EXERCISE MATERIAL Block Start

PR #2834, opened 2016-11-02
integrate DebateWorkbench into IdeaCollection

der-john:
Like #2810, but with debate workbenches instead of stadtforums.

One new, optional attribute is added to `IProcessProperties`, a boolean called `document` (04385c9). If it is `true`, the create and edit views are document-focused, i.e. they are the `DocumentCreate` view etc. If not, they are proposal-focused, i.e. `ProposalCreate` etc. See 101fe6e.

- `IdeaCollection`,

EXERCISE MATERIAL Block End
EXERCISE MATERIAL Block Start

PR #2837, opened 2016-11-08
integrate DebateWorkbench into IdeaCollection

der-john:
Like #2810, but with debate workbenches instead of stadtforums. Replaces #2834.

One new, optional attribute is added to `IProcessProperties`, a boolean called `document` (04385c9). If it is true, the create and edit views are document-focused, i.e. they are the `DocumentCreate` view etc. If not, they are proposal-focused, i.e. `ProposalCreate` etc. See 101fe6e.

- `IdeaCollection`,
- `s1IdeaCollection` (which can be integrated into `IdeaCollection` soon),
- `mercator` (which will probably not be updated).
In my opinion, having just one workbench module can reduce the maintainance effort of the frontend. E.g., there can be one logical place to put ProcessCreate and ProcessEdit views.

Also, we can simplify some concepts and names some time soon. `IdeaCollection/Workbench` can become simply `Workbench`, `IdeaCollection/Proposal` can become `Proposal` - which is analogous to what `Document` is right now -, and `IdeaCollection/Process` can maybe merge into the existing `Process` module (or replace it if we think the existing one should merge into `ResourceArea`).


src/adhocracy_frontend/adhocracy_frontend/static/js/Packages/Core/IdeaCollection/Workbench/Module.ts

EXERCISE MATERIAL Block End
EXERCISE MATERIAL Block Start

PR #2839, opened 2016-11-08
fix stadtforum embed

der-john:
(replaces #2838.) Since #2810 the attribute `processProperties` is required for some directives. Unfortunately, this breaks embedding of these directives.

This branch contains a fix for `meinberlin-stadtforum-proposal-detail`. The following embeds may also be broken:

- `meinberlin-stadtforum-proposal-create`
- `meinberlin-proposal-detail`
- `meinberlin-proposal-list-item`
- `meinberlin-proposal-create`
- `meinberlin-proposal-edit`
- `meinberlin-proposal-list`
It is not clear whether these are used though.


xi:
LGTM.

EXERCISE MATERIAL Block End

- _EXERCISE DETAILS_
Retrieve each line from the records above where the word "optional" occurs.

- _YOUR SOLUTION_
One new, optional attribute is added to `IProcessProperties`, a boolean called `document` (04385c9). If it is `true`, the create and edit views are document-focused, i.e. they are the `DocumentCreate` view etc. If not, they are proposal-focused, i.e. `ProposalCreate` etc. See 101fe6e.
One new, optional attribute is added to `IProcessProperties`, a boolean called `document` (04385c9). If it is true, the create and edit views are document-focused, i.e. they are the `DocumentCreate` view etc. If not, they are proposal-focused, i.e. `ProposalCreate` etc. See 101fe6e.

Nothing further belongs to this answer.